If your CRUSH tunables are older than Hammer, Ceph will now issue a
health warning. If you see a health alert to that effect, you can
revert this change with::
ceph config set mon mon_crush_min_required_version firefly
If Ceph does not complain, however, then we recommend you also
switch any existing CRUSH buckets to straw2, which was added back
in the Hammer release. If you have any 'straw' buckets, this will
result in a modest amount of data movement, but generally nothing
too severe.::
ceph osd getcrushmap -o backup-crushmap
ceph osd crush set-all-straw-buckets-to-straw2
If there are problems, you can easily revert with::
ceph osd setcrushmap -i backup-crushmap
Moving to 'straw2' buckets will unlock a few recent features, like
the `crush-compat` :ref:`balancer <balancer>` mode added back in Luminous.
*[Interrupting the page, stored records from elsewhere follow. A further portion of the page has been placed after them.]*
PR #285, opened 2026-02-12
perf: skip upstream blocks with cached outputs when running a single …

jamesbhobbs:
…block

When running with --block, upstream dependencies with valid cached outputs (matching contentHash in the latest snapshot) are now skipped instead of being re-executed every time. Adds --force-upstream-blocks flag to bypass the cache and force re-execution of all upstream blocks.

Performance improvement of https://github.com/deepnote/deepnote/pull/272 

## Release Notes

* **New Features**
  * Introduced `--force-upstream-blocks` CLI option for the run command, enabling forced re-execution of all upstream blocks and bypassing the output cache
  * Upstream blocks now intelligently skip re-execution when cached outputs match the current content, unless the force flag is used


jamesbhobbs:
> As discussed via DM, this approach breaks running blocks with upstream dependencies as we still don't support stateful runs.
> 
> > The cached upstream blocks are being skipped entirely, they don't execute at all. But those blocks define Python variables (like import numpy as np) that downstream blocks depend on. The snapshot only stores cell outputs (printed text, images), not the kernel state (variables in memory). So when we skip an upstream block, its variables never exist in the kernel, and the downstream block fails with NameError.

The proper solution would be a persistent kernel daemon, which is a separate, larger effort.

PR #303, opened 2026-02-19
fix(cli): apply --input overrides to input block metadata

jamesbhobbs:
## Summary

- Fix bug where `--input` CLI values were ignored because input blocks unconditionally overwrote them with saved metadata during execution
- Add `applyInputOverrides()` that patches the in-memory `DeepnoteFile` before execution so input blocks use CLI-provided values
- Add test documenting that empty projects (no executable blocks) return exit code 0

## Test plan

- [x] `applyInputOverrides` patches matching input blocks
- [x] Non-matching input blocks are left untouched
- [x] Empty inputs object is a no-op
- [x] Works across multiple notebooks
- [x] Skips non-input blocks (e.g., code blocks)
- [x] Empty project returns exit code 0
- [x] All 1911 existing tests pass
- [x] `pnpm typecheck` passes
- [x] `pnpm biome:check` passes

## Summary by CodeRabbit

* **New Features**
  * CLI input parameters are applied to interactive input blocks prior to execution, allowing command-line overrides to set input values.

* **Tests**
  * Added comprehensive tests verifying overrides update matching input blocks, leave non-matching/non-input blocks untouched, and are a no-op when empty.

* **Examples**
  * Added an example notebook demonstrating multiple input types (text, slider, checkbox) and their overridden values.

### DIFF
--- a/examples/6_with_inputs.deepnote
+++ b/examples/6_with_inputs.deepnote
@@ -1,0 +1,62 @@
+metadata:
+  createdAt: '2026-02-20T00:00:00.000Z'
+project:
+  id: input-overrides-example
+  name: Input overrides example
+  notebooks:
+    - blocks:
+        - blockGroup: g1
+          content: ''
+          id: input-greeting
+          metadata:
+            deepnote_variable_name: greeting
+            deepnote_input_label: Greeting
+            deepnote_variable_value: Hello from the file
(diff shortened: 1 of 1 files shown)


dinohamzic:
@jamesbhobbs changes work nicely. I just committed the .deepnote file I used for testing as an example file.

PR #314, opened 2026-02-20
fix(cli): resolve skill directory relative to executable for pypi installs

saltenasl:
Bun-compiled binaries freeze import.meta.url at build time, causing install-skills to look for skills at the CI build path. Resolve relative to process.execPath as a fallback, and ship skills alongside the binary in the pypi wheel.

## Summary by CodeRabbit

* **Refactor**
  * Skills are now properly bundled and included in PyPI package distributions
  * Improved skill directory resolution for better compatibility across bundled packages, system-level installations, and development environments


cspell.json
```diff
@@ -55,13 +55,15 @@
     "deepnote",
     "dntk",
     "dockerfiles",
-    "ename",
-    "execv",
-    "evalue",
-    "extglob",
     "dockerised",
     "dropna",
```
saltenasl, line 59: I just used the IDE command to add the new word, not sure which part of the pipeline sorted these

PR #315, opened 2026-02-20
feat(@deepnote/cli): show better imports in analyze command

dinohamzic:
Screenshot 2026-02-23 at 10 07 23

## Summary by CodeRabbit

* **New Features**
  * Import analysis now extracts and tracks actual package names (e.g., pandas, numpy) rather than module aliases, improving visibility into project dependencies across CLI output and analysis reports.

* **Chores**
  * Bumped reactivity package version to 1.2.0.

### DIFF
--- a/packages/cli/src/utils/analysis.ts
+++ b/packages/cli/src/utils/analysis.ts
@@ -73,7 +73,6 @@ export interface ProjectStats {
   blockTypesSummary: BlockTypeStats[]
   notebooks: NotebookStats[]
   imports: string[]
-  packageAliases: Record<string, string>
 }
 
 export interface BlockInfo {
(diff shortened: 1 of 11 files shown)


dinohamzic:
@coderabbitai approve

packages/cli/src/utils/analysis.ts
```diff
@@ -730,20 +732,38 @@ function countLinesOfCode(block: DeepnoteBlock): number {
...
     }
   }
   return Array.from(imports).sort()
 }
 
+/**
+ * Extract package-to-alias mapping from DAG nodes.
+ * Only includes explicit "as" renames (e.g. pandas → pd from "import pandas as pd").
+ */
+function extractPackageAliasesFromDag(dag: BlockDependencyDag): Record<string, string> {
```
OlegWock: This incorrectly parses `import os.path as paaaaath` as `Imports: os (as paaaaath)`

OlegWock (changes requested):
Code looks good, but there is one issue with incorrect parsing of aliases 👀

packages/cli/src/utils/analysis.ts
dinohamzic: I simplified the PR and removed the alias altogether (going back to your original suggestion), otherwise it's becoming a bit of a headache. 😄

PR #425, opened 2026-07-20
fix(database-integrations): throw typed error for malformed integrations YAML

### LINKED ISSUE #424: mergeApiIntegrationsIntoYaml throws "Document with errors cannot be stringified" on a malformed existing integrations file
## Summary

`mergeApiIntegrationsIntoYaml(existingContent, apiIntegrations)` in `@deepnote/database-integrations` throws `Error: Document with errors cannot be stringified` when `existingContent` is a **readable but malformed** YAML file — e.g. a file containing git merge-conflict markers, or a YAML typo. Instead of regenerating the file, the call crashes.

Because this is the primitive that merges API integrations into the user's **local** integrations file (its own doc comment says it "mirrors what `deepnote integrations pull` does to the YAML file"), a `deepnote integrations pull` run against a locally-corrupted file would fail hard rather than heal it.

## Reproduction

Against `@deepnote/database-integrations@1.5.0` (node 22, `yaml@2.8.3`):

```js
const { mergeApiIntegrationsIntoYaml, parseIntegrationsDocument } = require('@deepnote/database-integrations')

const conflict = [
  'integrations:',
  '<<<<<<< HEAD',
  '  - id: a',
  '=======',
  '  - id: b',
  '>>>>>>> branch',
  '',
].join('\n')

mergeApiIntegrationsIntoYaml(conflict, [])              // throws
mergeApiIntegrationsIntoYaml('a: b: c\n', [])           // throws (plain YAML typo)
mergeApiIntegrationsIntoYaml('integrations: []\n', [])  // OK
parseIntegrationsDocument(conflict)                     // returns a Document with errors.length === 6 (NOT null)
```

Observed output:

```
mergeApiIntegrationsIntoYaml(conflict-markers, []) => THREW: Error: Document with errors cannot be stringified
mergeApiIntegrationsIntoYaml("a: b: c", [])        => THREW: Error: Document with errors cannot be stringified
mergeApiIntegrationsIntoYaml("integrations: []", []) => OK
parseIntegrationsDocument(conflict)                => Document, errors.length=6
```

## Root cause

`parseIntegrationsDocument` uses `yaml.parseDocument(...)`, which **collects** parse errors onto `doc.errors` rather than throwing or returning `null`; it only returns `null` for empty/whitespace content:

```js
function parseIntegrationsDocument(content) {
  if (!content.trim()) return null
  return parseDocument(content, { strict: true, version: '1.2' })
}
```

`mergeApiIntegrationsIntoYaml` then does:

```js
const doc = (existingContent != null ? parseIntegrationsDocument(existingContent) : null) ?? createNewDocument()
// ... mergeApiIntegrationsIntoDocument(doc, apiIntegrations) ...
return { content: serializeIntegrationsDocument(doc), /* ... */ }
```

For malformed input, `parseIntegrationsDocument` returns a **non-null** errored `Document`, so `?? createNewDocument()` never fires. `serializeIntegrationsDocument` is `doc.toString()`, and `yaml`'s `Document.toString()` throws `Document with errors cannot be stringified` when `doc.errors.length > 0`.

(A related case: a well-formed file whose `integrations:` value is not a sequence throws `InvalidIntegrationsTypeError` via `getOrCreateIntegrationsFromDocument`.)

## Impact

- Any consumer that merges into a possibly-corrupt existing file crashes instead of self-healing. The most realistic trigger is a **git merge conflict** in a version-controlled integrations file (or a manual edit typo) — precisely the situation for a file that lives in a user's repo.

## Suggested fix

Treat a malformed/errored existing document as "start fresh" instead of trying to serialize it. In `mergeApiIntegrationsIntoYaml`, fall back to `createNewDocument()` when the parsed document is `null` **or** has `doc.errors.length > 0` (and handle the non-sequence `integrations:` case). Alternatively, have `parseIntegrationsDocument` return `null` on parse errors so the existing `?? createNewDocument()` fallback already covers it.

## Notes / caveats

- The CLI/extension user-facing impact is **inferred** from the doc comment on `mergeApiIntegrationsIntoYaml` ("mirrors what `deepnote integrations pull` does to the YAML file"). I verified the library primitive throws; I did not trace the exact `pull` call path, so it's worth confirming whether `pull` already wraps this.

<sub>Filed with an automated reproduction via Claude Code.</sub>

tkislan:
Fixes #424

## Problem

`mergeApiIntegrationsIntoYaml(existingContent, apiIntegrations)` failed with the cryptic `Error: Document with errors cannot be stringified` when `existingContent` was readable-but-malformed YAML — most commonly a file left with unresolved git merge conflict markers.

`yaml.parseDocument()` never throws; it returns a `Document` with `.errors` populated. So the `?? createNewDocument()` fallback never fired, the errored document flowed through the whole merge, and the failure only surfaced at serialize time — with no indication of which file or which line was broken.

The same defect reached the CLI through `readIntegrationsDocument`, affecting `integrations pull`, `add` and `edit`. `pull` and `add` hit the serialize-time crash; `edit` failed earlier with a *misleading* semantic error (`Integration with ID "…" not found`), because its `isSeq`-guarded helpers silently returned empty on the errored document.

## Approach

Fail fast at parse time behind a typed, exported error. No silent self-healing — the user is shown the path and the parse detail, and recovery is manual.

- **`parseIntegrationsDocument`** throws `IntegrationsYamlParseError` when `doc.errors` is non-empty. Contract is now: `null` for blank, `Document` for valid, throws for malformed.
- **The CLI** wraps it as `MalformedIntegrationsFileError`, carrying the file path plus the parse detail (line, column, code frame), and maps it to **exit code 2** (invalid usage) in all three commands.
- **`pull`** now reads the local file *before* the empty-response early return, so a malformed file is caught on every run — not just when the workspace has integrations to pull.

Both error classes are exported so downstream consumers (webapp git-sync, the VS Code extension) can catch them and rebuild via `mergeApiIntegrationsIntoYaml(null, apiIntegrations)` if they'd rather discard a corrupt file than surface the error.

### Before / after

```
$ deepnote integrations edit some-id --file broken.yaml

# before
Error: Document with errors cannot be stringified          (exit 1)

# after                                                     (exit 2)
Invalid YAML in integrations file: broken.yaml

Implicit keys need to be on a single line at line 2, column 1:

integrations:
<<<<<<< HEAD
^

This usually comes from unresolved merge conflict markers (<<<<<<<, =======, >>>>>>>) or a manual-edit typo.
Open the file, fix the reported line, and re-run the command — or delete the file manually if you no longer need its contents.
```

## Why `doc.errors` is the right gate

This moves a failure earlier on a shared code path, so it's worth being precise about the blast radius.

`Document.toString()` refuses on `if (this.errors.length > 0)` (`yaml/dist/doc/Document.js:322`) — **the same predicate** as the new gate. The set of documents that now throw at parse time is therefore identical *by construction* to the set that already threw at serialize time. Nothing that works today starts failing; a cryptic late failure becomes an actionable early one.

Verified empirically across the boundary cases: duplicate keys, tab-as-indent and bad scalar starts all already threw at serialize time (so they improve), while CRLF, trailing tabs and `postgres://h:5432/db` produce zero errors and are untouched. Warnings are deliberately *not* gated on — `TAG_RESOLVE_FAILED` (e.g. `a: !custom v`) lands in `doc.warnings` and stringifies fine; gating on those would have been a real regression.

**One intentional behavior change:** `pull` against a zero-integration workspace with a malformed local file previously exited 0 without ever reading the file. It now exits 2. This is deliberate, tested, and documented.

**Bonus fix:** `updateDotEnv` previously ran *before* the failing serialize, so a malformed file could leave a half-written `.env` behind. The relocated read closes that window — the new tests assert `.env` is never created.

## Tests

26 new tests. `mergeApiIntegrationsIntoYaml` had **zero** coverage before this, so it gets baseline coverage alongside the regression cases.

- **`integrations-document.test.ts`** (new) — blank → `null`, valid → round-trips, conflict markers and `a: b: c` → typed error exposing `.errors` and line info.
- **`merge-into-yaml.test.ts`** (new) — fresh-document and comment-preserving merge snapshots, both malformed fixtures, `InvalidIntegrationsTypeError`, and a test that *executes* the documented catch-and-rebuild recovery recipe. One test asserts the message does **not** contain `Document with errors cannot be stringified`, pinning the actual regression.
- **CLI** — `readIntegrationsDocument` unit coverage, plus end-to-end cases for all three commands asserting exit code 2, the YAML file byte-identical afterwards, and `.env` never created. The `edit` action test pins **both** branches of the new ternary (malformed → 2, missing file → 1).

## Known gap (pre-existing, not addressed here)

An unresolved YAML alias (`password: *missing`) produces `errors: 0, warnings: 0` yet still throws at `toString()`. Same shape as this issue — late crash, cryptic message, partial `.env` write — but a different trigger, and behavior is identical before and after this change. Worth a follow-up issue; out of scope here.

## Verification

| Gate | Result |
| --- | --- |
| `pnpm test` | 2524 passed / 144 files |
| `pnpm run typecheck` | clean |
| `pnpm lintAndFormat` | clean |
| `pnpm spell-check` | clean |
| `pnpm build` | clean |
| CLI smoke | malformed → exit 2 + file unmodified; missing → exit 1 |

Docs updated per `AGENTS.md`: new `skills/deepnote/references/cli-integrations.md` (registered in `SKILL.md`) and a note under `integrations pull` in the CLI README.

https://claude.ai/code/session_01PyawjygDS8h5qdX1ZWJoRH

## Summary by CodeRabbit

* **Bug Fixes**
  * Improved handling of malformed local integrations YAML, including unresolved merge conflicts, with clearer recovery guidance.
  * `integrations pull`, `add`, and `edit` now exit with code **2** for invalid YAML without modifying integrations or secret files.

* **Documentation**
  * Updated integrations command documentation with new defaults, shared options, interactive behavior, secret handling, and invalid-YAML guarantees.
  * Added an integrations CLI reference and updated the quick-reference table.

* **Tests**
  * Expanded coverage for YAML validation, error details, exit codes, and file preservation.


tkislan:
@coderabbitai full review

m1so (dismissed):

jamesbhobbs (approved):
Approving diff since last review not the whole PR

PR #479, opened 2026-08-19
fix(cloud,cli): stale retry error no longer reclassifies a confirmed no-snapshot as unavailable

jamesbhobbs:
## Summary

Fixes a misclassification voyti found post-merge on #448 ([comment](https://github.com/deepnote/deepnote/pull/448#discussion_r3815879676)): during snapshot settling, the CLI accumulated `onRetryError` failures and threw the last one whenever content ended up null — even when a **later status re-fetch succeeded** and freshly confirmed that no snapshot was attached. A single early transient 503 therefore turned a confirmed `artifactStatus: 'not_produced'` into `'unavailable'` with an unrelated network message.

### Fix

The success signal only exists inside `waitForRunSnapshot`, so the tracking moves there:

- `waitForRunSnapshot` clears its tracked re-fetch failure on every successful status re-fetch and reports it as `SettledRunSnapshot.retryError` — set **only when the last re-fetch failed**, i.e. when the final "no snapshot" observation rests on stale data.
- The CLI throws `settled.retryError` instead of its own accumulated state; `onRetryError` remains a pure debug-logging hook.

Behavior matrix (null content):

| Settle re-fetches | Before | After |
|---|---|---|
| all succeed | `not_produced` | `not_produced` |
| early failure, later success | `unavailable` + stale network error | `not_produced` |
| all fail (or last fails) | `unavailable` | `unavailable` |

## Test plan

- [x] New cloud tests: `retryError` cleared by a later successful re-fetch; reported when the final re-fetch failed
- [x] New CLI regression test: transient 503 then successful confirmation → `not_produced`, `artifactError` without the network message (fails on `main`)
- [x] Existing all-failed-re-fetches → `unavailable` test still passes
- [x] Full repo suite (2,919 tests), typecheck, biome/prettier, cspell green

## Summary by CodeRabbit

* **Bug Fixes**
  * Improved handling of temporary snapshot retrieval failures.
  * Successful follow-up checks now clear stale errors and correctly recognize when no snapshot was produced.
  * Final retrieval failures are reported accurately while cancellation errors continue to propagate.

* **Tests**
  * Added coverage for transient and persistent snapshot retrieval failures.

### DIFF
--- a/packages/cli/src/utils/run-in-cloud.test.ts
+++ b/packages/cli/src/utils/run-in-cloud.test.ts
@@ -654,6 +654,39 @@ describe('runInDeepnoteCloud — output and exit codes', () => {
     expect(process.exitCode).toBe(ExitCode.Error)
   })
 
+  it('reports not_produced when a later re-fetch confirms no snapshot after a transient failure', async () => {
+    // GET#1 is the poll (terminal, no snapshot); the first settle re-fetch (GET#2) fails
+    // transiently; the later re-fetches succeed and freshly confirm no snapshot was attached.
+    // The stale early error must not reclassify that confirmed no-snapshot as unavailable.
+    let getCount = 0
+    vi.spyOn(global, 'fetch').mockImplementation(async (_url, init) => {
+      const method = (init?.method as string) ?? 'GET'
+      if (method === 'POST') {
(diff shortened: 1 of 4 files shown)


jamesbhobbs:
Trivial, this merging w/o human review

#. If you did not already do so when upgrading from Mimic, we
recommened you enable the new :ref:`v2 network protocol <msgr2>`,
issue the following command::
ceph mon enable-msgr2
This will instruct all monitors that bind to the old default port
6789 for the legacy v1 protocol to also bind to the new 3300 v2
protocol port. To see if all monitors have been updated,::
ceph mon dump
and verify that each monitor has both a ``v2:`` and ``v1:`` address
listed.
#. Consider enabling the :ref:`telemetry module <telemetry>` to send
anonymized usage statistics and crash information to the Ceph
upstream developers. To see what would be reported (without actually
sending any information to anyone),::
ceph mgr module enable telemetry
ceph telemetry show
If you are comfortable with the data that is reported, you can opt-in to
automatically report the high-level cluster metadata with::
ceph telemetry on
The public dashboard that aggregates Ceph telemetry can be found at
`https://telemetry-public.ceph.com/ <https://telemetry-public.ceph.com/>`_.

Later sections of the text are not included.